Similar to the pairwise comparison based on the block and SNV disagreement, we also do the pairwise comparison using switch errors. As stated in the comparison analysis we use 12 different but related switch-distance metrics to compare those HA algorithms. For each metric, we plot the pairwise comparison results. Some of them have similar patterns and information. To avoid showing redundant figures, we choose to show 2 of those 12 metrics. These two metrics are total.sw and blk.w.0sw as shown in Figs. 7 and 8 respectively. The bar plot layout (order and color) in these figures is the same as Figs. 5 and 6. The bar plots of all 12 metrics are shown in the Additional File 3 (a PDF of 12 pages).
Pairwise comparison based on switch distance
Figure 7 is for the metric total.sw. That is, it shows the total number of switches an HA2 algorithm needs to match the HA1 haplotypes. In this figure, we find the following striking patterns. First, all 6 HA algorithms seem to agree with each other better in the hg38 data than in the hg19 data. Second, for both hg19 and hg38 data, comparisons with SDhaP as HA2 show the greatest difference (blue bars), that is, more switches needed, i.e., high disagreement bars. Third, for hg19, WhatsHap.Filter and SDhaP as HA1 have the largest number of switches (tall bar clusters). For hg38, only SDhaP has the largest number of switches (blue bars). Fourth, for the hg19 data, when WhatsHap is used as the HA1, the number of switches needed is the smallest (see the short bars above WhatsHap). This may be due to the fact that WhatsHap has long blocks, while the other HA method (i.e., HA2) does not have those long blocks to compare with. Thus, it has a small number of switches needed. This can be seen in Fig. 8, which shows low bars above WhatsHap. However, for the WhatsHap.Filter, after removing those SNVs not inferred by other HA algorithms, its haplotype block structures are altered, and then many switches are needed. Fifth, for hg19 data, DP1 and DP15 plots are very similar in size. The switches required for DP30 are much smaller, see low bars in Fig. 7 for total switches.

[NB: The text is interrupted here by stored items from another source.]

PR #10013, opened 2022-08-09
Use correctly themed icons

fmoc:
I kept the icons within the Qt Designer files because it helps visualize changes.


TheOneRing (changes requested):
Please use QStringLiteral

TheOneRing (approved):

PR #10015, opened 2022-08-10
Ci: Don't package debug symbols

TheOneRing:
Packaging and uploading the symbols takes ages.
Our nightlies have an integrated crash reporter and local full debug builds are rather easy with craft.


fmoc:
Mind to explain what causes the slowdown?

TheOneRing:
Packaging 600mb+ takes some time.

fmoc:
Is it the compression that is problematic, or is it extracting the files from the binaries? All our CI is running on SSDs, so `tar`ing without compressing should be relatively fast.

fmoc (approved):
Still don't know for sure what exactly causes the slowdown, but I guess this is fine.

Figure 8 is for the metric blk.w.0sw. This figure shows the total number of blocks with 0 switches. That is, the figure shows the number of blocks where those HA algorithms agree with each other. We find the following patterns in this figure. First, for the hg19 data, the blocks with 0 switches are consistently around 30000 for DP1, 25000 for DP15, and 5000 for DP30, except when WhatsHap & WhatsHap.Filter is HA1 (see low bars). Second, for hg38, 6 HA algorithms’ block numbers are pretty consistent with around 20000 for DP1, 20000 for DP15, and 15000 for DP30. Third, the patterns for hg19 DP30 and hg38 DP1, DP15, and DP30’s numbers of blocks with 0 switches are similar. That is, 6 HA methods perform similarly when the DP level (i.e., DP30) is high, and the datasets have long reads (i.e., hg38 data).

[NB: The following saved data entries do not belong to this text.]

PR #10016, opened 2022-08-11
Create correct implementation of access manager

TheOneRing:


src/gui/connectionvalidator.cpp
```diff
@@ -97,7 +97,7 @@ void ConnectionValidator::systemProxyLookupDone(const QNetworkProxy &proxy)
 void ConnectionValidator::slotCheckServerAndAuth()
 {
     // in order to receive all ssl erorrs we need a fresh QNam
-    auto nam = new AccessManager(this);
```
fmoc, line 100: Should we make the constructor `protected` and make the credentials a friend class? It's not a great solution, but it'll force the use of the factory in the future.

fmoc (approved):

src/gui/connectionvalidator.cpp
TheOneRing: I guess its totally ok to be able to create an AccessManager.
Here however we need to use what the credentials provide.
Actually we only have one implementation of AccessManager, however the unit tests implement it differently.
I'd suggest that we get rid of createAM and find a different solution for the unit tests.

PR #10024, opened 2022-08-11
Apply strict strings to all our code

TheOneRing:


cmake/modules/OCApplyCommonSettings.cmake
```diff
@@ -0,0 +1,12 @@
+function(apply_common_settings targetNamme)
+    target_compile_definitions(${targetNamme}
+        PRIVATE QT_NO_CAST_TO_ASCII
```
fmoc, line 3: 4 spaces indentation is the default. Might also be easier if you just repeat `PRIVATE` on every line.

cmake/modules/OCApplyCommonSettings.cmake
```diff
@@ -0,0 +1,12 @@
+function(apply_common_settings targetNamme)
```
fmoc, line 1: I'd include `target` in the name. Also, you may want to just check if the target exists (sure, the command itself will likely fail, too, but this makes debugging easier).

Also, I'd prefer to have this refactoring on a separate commit.

src/gui/creds/httpcredentialsgui.cpp
```diff
@@ -136,11 +136,8 @@ void HttpCredentialsGui::showDialog()
 
 QString HttpCredentialsGui::requestAppPasswordText(const Account *account)
 {
-    auto baseUrl = account->url().toString();
-    if (baseUrl.endsWith('/'))
-        baseUrl.chop(1);
     return tr("<a href=\"%1\">Click here</a> to request an app password from the web interface.")
-        .arg(Utility::concatUrlPath(baseUrl, QStringLiteral("/index.php/settings/personal?sectionid=security#apppasswords")).toString());
+        .arg(Utility::concatUrlPath(account->url(), QStringLiteral("/index.php/settings/personal?sectionid=security#apppasswords")).toString());
```
fmoc, line 140: Not covered by the commit message, should probably be its own commit.

fmoc (changes requested):

fmoc (approved):

Issue #9790, opened 2022-06-13
Server not available causes error


dragotin:
### Describe the bug

When starting the client with a configured account that is not reachable at the moment (for example an ocis server on localhost which is not started), the client reacts with an error message:

![image](https://user-images.githubusercontent.com/1070214/173434515-de14c917-f669-4548-a3c3-187340c8f863.png)

### Expected behavior

Just put the account offline.

### Client version number

Version 3.0.0 git (commit 8b664899481242b2c453e74d8fa128af958e096e)

### Desktop environment (Linux only)

Linux, KDE, openSUSE Tumbleweed

bishwasojha:
- When connection to the server is lost , the client does not show any error message but it shows that the account is offline 
- When server comes back online , the client connects automatically. 
### Screenshot in Linux

![Screenshot from 2022-11-09 12-04-36](https://user-images.githubusercontent.com/33860671/200781530-2b1dd3de-7ac5-4471-bf66-8aab94fff353.png)

### same in windows 10 too

ownCloud version
```
ownCloud 3.0.0.9005-beta1 [6b12ec](https://github.com/owncloud/client/commit/6b12ecdb4236d3d485ed57ec0bc2feac72b8f340)
Libraries Qt 5.15.2, OpenSSL 3.0.2 15 Mar 2022
Using virtual files plugin: suffix
ubuntu-5.15.0-52-generic
```

PR #10028, opened 2022-08-16
Don't display error if server is unavailable

TheOneRing:
Are there errors we really should display?

Fixes: #9790

### DIFF
--- a/src/gui/accountsettings.cpp
+++ b/src/gui/accountsettings.cpp
@@ -831,9 +831,9 @@ void AccountSettings::slotAccountStateChanged()
             break;
         }
         case AccountState::NetworkError:
+            // don't display the error to the user, https://github.com/owncloud/client/issues/9790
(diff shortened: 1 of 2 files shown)


src/gui/accountsettings.cpp
```diff
@@ -832,8 +832,7 @@ void AccountSettings::slotAccountStateChanged()
         }
         case AccountState::NetworkError:
             showConnectionLabel(tr("No connection to %1.")
-                                    .arg(server),
-                _accountState->connectionErrors());
+                                    .arg(server));
```
fmoc, line 835: How about a comment that explains that we explicitly don't want to display an error in this case?

TheOneRing: Errors are logged independent of the ui

fmoc (approved):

WhatsHap has a much smaller number of blocks with 0 switches (sw = 0) and with sw (sw > 0) (Figs. 7 and 8). This is because it has a significantly larger average number of SNVs per block that cannot be checked due to different numbers of SNVs. In general, the number of SNV per block with switches is about 3 for hg19 and 4 for hg38. On average, for those blocks two HA methods disagree with each other, 1 to 2 switches are necessary per short block.
Overall, HapCUT2, MixSIH, PEATH, and MAtCHap have relatively low disagreement percentages for both hg19 and hg38 datasets with different filtering levels. This conclusion can be made based on the pairwise comparison analyses of haplotype blocks, SNVs, and switch error rates. However, both SDhaP and WhatsHap result in much higher disagreement percentages with the other algorithms in the hg19 data. For hg38, WhatsHap has similar performance compared with HapCUT2, MixSIH, PEATH, and MAtCHap. SDhaP still performs differently.